Using the records provided below, locate and copy each line that contains the word "roma".

- [Stored items from a collection]
====

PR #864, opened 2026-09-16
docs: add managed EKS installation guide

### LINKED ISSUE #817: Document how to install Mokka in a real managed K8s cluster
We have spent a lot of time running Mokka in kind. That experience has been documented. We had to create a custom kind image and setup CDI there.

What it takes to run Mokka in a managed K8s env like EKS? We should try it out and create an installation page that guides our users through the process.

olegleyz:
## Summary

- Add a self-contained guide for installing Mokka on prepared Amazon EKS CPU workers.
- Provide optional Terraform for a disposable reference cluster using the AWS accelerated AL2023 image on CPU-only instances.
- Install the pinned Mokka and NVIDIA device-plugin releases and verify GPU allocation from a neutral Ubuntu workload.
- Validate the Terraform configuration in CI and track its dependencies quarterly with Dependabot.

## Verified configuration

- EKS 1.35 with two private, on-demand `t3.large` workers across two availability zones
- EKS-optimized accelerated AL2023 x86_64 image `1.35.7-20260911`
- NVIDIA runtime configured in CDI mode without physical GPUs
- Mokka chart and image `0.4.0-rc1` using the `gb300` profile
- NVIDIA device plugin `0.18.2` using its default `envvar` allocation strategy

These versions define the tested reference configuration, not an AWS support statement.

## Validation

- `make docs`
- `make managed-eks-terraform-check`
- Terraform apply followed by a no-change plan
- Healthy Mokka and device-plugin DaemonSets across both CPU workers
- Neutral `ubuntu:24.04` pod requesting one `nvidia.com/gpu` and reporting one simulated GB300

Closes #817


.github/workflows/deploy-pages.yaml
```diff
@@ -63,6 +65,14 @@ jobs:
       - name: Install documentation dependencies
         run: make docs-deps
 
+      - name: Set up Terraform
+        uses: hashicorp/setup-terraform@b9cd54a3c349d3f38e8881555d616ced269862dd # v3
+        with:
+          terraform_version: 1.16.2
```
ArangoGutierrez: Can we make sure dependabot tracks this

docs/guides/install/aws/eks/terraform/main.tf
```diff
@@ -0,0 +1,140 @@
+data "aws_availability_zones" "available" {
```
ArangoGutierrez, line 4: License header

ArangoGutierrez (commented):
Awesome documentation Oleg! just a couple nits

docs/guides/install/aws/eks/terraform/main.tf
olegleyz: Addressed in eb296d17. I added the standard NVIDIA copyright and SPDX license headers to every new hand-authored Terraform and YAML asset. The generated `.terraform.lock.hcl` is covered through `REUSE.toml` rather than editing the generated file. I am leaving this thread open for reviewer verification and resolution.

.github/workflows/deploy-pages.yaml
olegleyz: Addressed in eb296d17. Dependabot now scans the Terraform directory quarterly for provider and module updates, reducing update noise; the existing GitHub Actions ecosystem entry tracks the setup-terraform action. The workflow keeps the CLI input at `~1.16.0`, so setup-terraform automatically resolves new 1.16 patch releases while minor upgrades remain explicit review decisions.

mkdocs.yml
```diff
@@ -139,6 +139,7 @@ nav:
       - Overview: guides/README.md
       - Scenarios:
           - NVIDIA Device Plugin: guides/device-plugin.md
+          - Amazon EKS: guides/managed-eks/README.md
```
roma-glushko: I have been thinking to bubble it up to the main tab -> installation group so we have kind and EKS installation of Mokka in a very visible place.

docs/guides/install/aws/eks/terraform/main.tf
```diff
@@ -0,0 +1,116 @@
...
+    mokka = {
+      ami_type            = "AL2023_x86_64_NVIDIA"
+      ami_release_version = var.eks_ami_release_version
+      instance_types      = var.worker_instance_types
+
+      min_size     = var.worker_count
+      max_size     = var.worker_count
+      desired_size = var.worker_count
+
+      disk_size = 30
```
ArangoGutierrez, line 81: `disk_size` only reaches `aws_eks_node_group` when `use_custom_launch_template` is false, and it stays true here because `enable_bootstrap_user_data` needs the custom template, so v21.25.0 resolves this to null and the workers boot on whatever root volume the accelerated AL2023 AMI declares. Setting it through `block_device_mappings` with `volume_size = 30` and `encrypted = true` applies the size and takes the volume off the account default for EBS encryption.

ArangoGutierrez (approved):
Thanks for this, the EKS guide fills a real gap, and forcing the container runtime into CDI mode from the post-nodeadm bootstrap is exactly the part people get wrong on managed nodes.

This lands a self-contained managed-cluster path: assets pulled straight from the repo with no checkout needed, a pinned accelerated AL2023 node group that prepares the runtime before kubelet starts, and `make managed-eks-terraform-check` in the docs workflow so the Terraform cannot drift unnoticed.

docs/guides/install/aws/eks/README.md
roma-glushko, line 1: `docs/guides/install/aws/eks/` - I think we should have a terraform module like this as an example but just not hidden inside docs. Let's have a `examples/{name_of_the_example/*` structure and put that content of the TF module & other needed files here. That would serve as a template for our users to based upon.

====

- [YOUR RESPONSE]
roma-glushko: I have been thinking to bubble it up to the main tab -> installation group so we have kind and EKS installation of Mokka in a very visible place.
roma-glushko, line 1: `docs/guides/install/aws/eks/` - I think we should have a terraform module like this as an example but just not hidden inside docs. Let's have a `examples/{name_of_the_example/*` structure and put that content of the TF module & other needed files here. That would serve as a template for our users to based upon.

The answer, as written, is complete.